說完,他就找連玉去處理他的公事去了。余小計望著他的背影,怔了半天,才明白鍔哥說的是哪兩句——那是《莊子》中的兩句話,鍔哥當初教他技擊心法曾提到過,前面好像還有一句什麽“定乎內外之份,辨乎榮辱之境”。小計在那裏怔怔地想著,這句子他聽到也有兩年了,卻似今天才頭一次明白了它的意思。是啊“定乎內外之份,辨乎榮辱之境,雖舉世而譽之不加勸,舉世而非之不可沮”,他細體那幾句話中的意味,似乎頭一次讀懂了鍔哥為什麽是那麽驕傲,也第一次明白了,究竟什麽——叫做……尊嚴。

離六月二十八的日子越來越近了。小計雖讀懂了韓鍔的心意,也明白了鍔哥的處世之道,可心裏卻只覺越來越焦躁。他從小在裏巷中長大,負勇鬥狠過,也有打不過就藏的時候,他不怕受挫,因為在深心裏他跟鍔哥想的一樣:那些以強權折辱他人者,侮辱的永遠是他們自己的尊嚴,而不是我的尊嚴!是他們不配生而為人,而不是我因為弱小不配生而為人!可整個世界的侮辱冤屈落在他自己身上他可以不在乎,但、他不能容忍別人針對他鍔哥。他余小計天不怕地不怕,他可不是像鍔哥那麽淡定的。因為他知道:無論鍔哥的外表是如何的堅強,其實,他也是會痛的。

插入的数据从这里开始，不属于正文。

PR #2111, opened 2023-02-07
fix(server-s3-testing): fix `SdkClientException` in `S3MockExtension` during test execution

vladimirsvicevicsrb:
Since S3Mock accepts any authentication provider without validating it, this PR is setting up Anonymous authentication mechanism to avoid unnecessary stack traces like:
`com.amazonaws.SdkClientException: Failed to connect to service endpoint`

### DIFF
--- a/sda-commons-server-s3-testing/src/main/java/org/sdase/commons/server/s3/testing/S3Mock.java
+++ b/sda-commons-server-s3-testing/src/main/java/org/sdase/commons/server/s3/testing/S3Mock.java
@@ -1,5 +1,7 @@
 package org.sdase.commons.server.s3.testing;
 
+import com.amazonaws.auth.AWSStaticCredentialsProvider;
+import com.amazonaws.auth.AnonymousAWSCredentials;
 import com.amazonaws.client.builder.AwsClientBuilder;
 import com.amazonaws.regions.Regions;
 import com.amazonaws.services.s3.AmazonS3;
@@ -101,6 +103,7 @@ public class S3Mock {
             new AwsClientBuilder.EndpointConfiguration(
                 getEndpoint(), Regions.DEFAULT_REGION.getName()))
         .withPathStyleAccessEnabled(true)
+        .withCredentials(new AWSStaticCredentialsProvider(new AnonymousAWSCredentials()))
         .build();
   }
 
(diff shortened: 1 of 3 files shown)


christopher-cudennec:
Can you verify that the change has the desired effect? You can use the PR snapshot in your service to give it a try.
Otherwise it's hard to decide what the consequences of your changes are.
Is it possible to reproduce the error in a test case?

vladimirsvicevicsrb:
> 

Hey @christopher-cudennec, changes does not have effect on functionality of `s3mock`, since the tests for `S3ClassExtensionTest` and `S3MockRuleTest` worked before as well. The only difference is to avoid having this weird error stack trace for `SdkClientException`.
That can also be confirmed by running old version of above-mentioned test classes and new versions and compare that the error messages are not popping up anymore in the fixed version.

JoergSiebahn:
Thanks for the fix. I have a few questions regarding behavior and communication:

- Will existing tests still work without removing [the credential settings](https://github.com/SDA-SE/sda-dropwizard-commons/pull/2111/files#diff-5c308f5edc94ea19ea2706454ebf6ced17790268a725ccd267e8937d80d64e59L36-L41)?
- Is the change from a user perspective mainly „no exception“ or is it more positive „no need to setup credentials in S3 tests any more“. In the latter case, I would prefer a _feat_ commit explaining the advantage.
- If consumers have to or should remove credential settings in their tests, we should have an additional note prepared that we can add to the release notes.

vladimirsvicevicsrb:
Hey @JoergSiebahn,

> Will existing tests still work without removing [the credential settings](https://github.com/SDA-SE/sda-dropwizard-commons/pull/2111/files#diff-5c308f5edc94ea19ea2706454ebf6ced17790268a725ccd267e8937d80d64e59L36-L41)?

Yes, I ran it locally and I don't see any effect on the existing tests. They still work. I am not even sure what we need [the credential settings](https://github.com/SDA-SE/sda-dropwizard-commons/pull/2111/files#diff-5c308f5edc94ea19ea2706454ebf6ced17790268a725ccd267e8937d80d64e59L36-L41) when they are not set on the referenced/linked anywhere. 🤔 

> Is the change from a user perspective mainly „no exception“ or is it more positive „no need to setup credentials in S3 tests any more“. In the latter case, I would prefer a feat commit explaining the advantage.

I guess the first one. On the other hand, from what I saw in the official library that we use for `S3`, [authentication was never supported/validated](https://github.com/findify/s3mock/blob/master/README.md?plain=1#L21), so I don't see a reason of passing any credential provider for `S3` testing.

> If consumers have to or should remove credential settings in their tests, we should have an additional note prepared that we can add to the release notes.

I am wondering who/how they will provide custom `CredentialProvider`, when if they call [getS3Client](https://github.com/SDA-SE/sda-dropwizard-commons/pull/2111/files#diff-cfab490829da5f640e6c3c5d702745614bba48756560baca5d49cd8a46c63962L98) it is already built and there is no way to modify it anymore. Am I right?

JoergSiebahn (approved):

可這些話他還無人可說。說與烏鎮海嗎?只會給烏大哥添堵吧。烏大哥一怒之下,可能真的要去燒了那怡親王府。鍔哥手下連城騎與他親如血肉,只要是連城騎中人,無人會甘心看他們的主帥受辱,但鍔哥不會情願他們那麽做的。這日,余小計抱膝又在宮墻上悶坐著,好一時,看到統領龍城衛的肖玨走了來。肖玨笑道:“小計,什麽事兒不高興?”

余小計悶悶的不說話。肖玨是個精明能幹的人,脾氣也與鍔哥相似,很沉穩很潛忍的。他彎下身與小計並排坐下,同在陣前軍中並力戳戰過的,就這麽並肩坐著,一種信任感就在兩個人之間浮了起來。好久,余小計才開始悶悶地說了。肖玨先只是靜靜地聽著,直聽到余小計說完了,才問了一句:“那韓帥他是怎麽說?”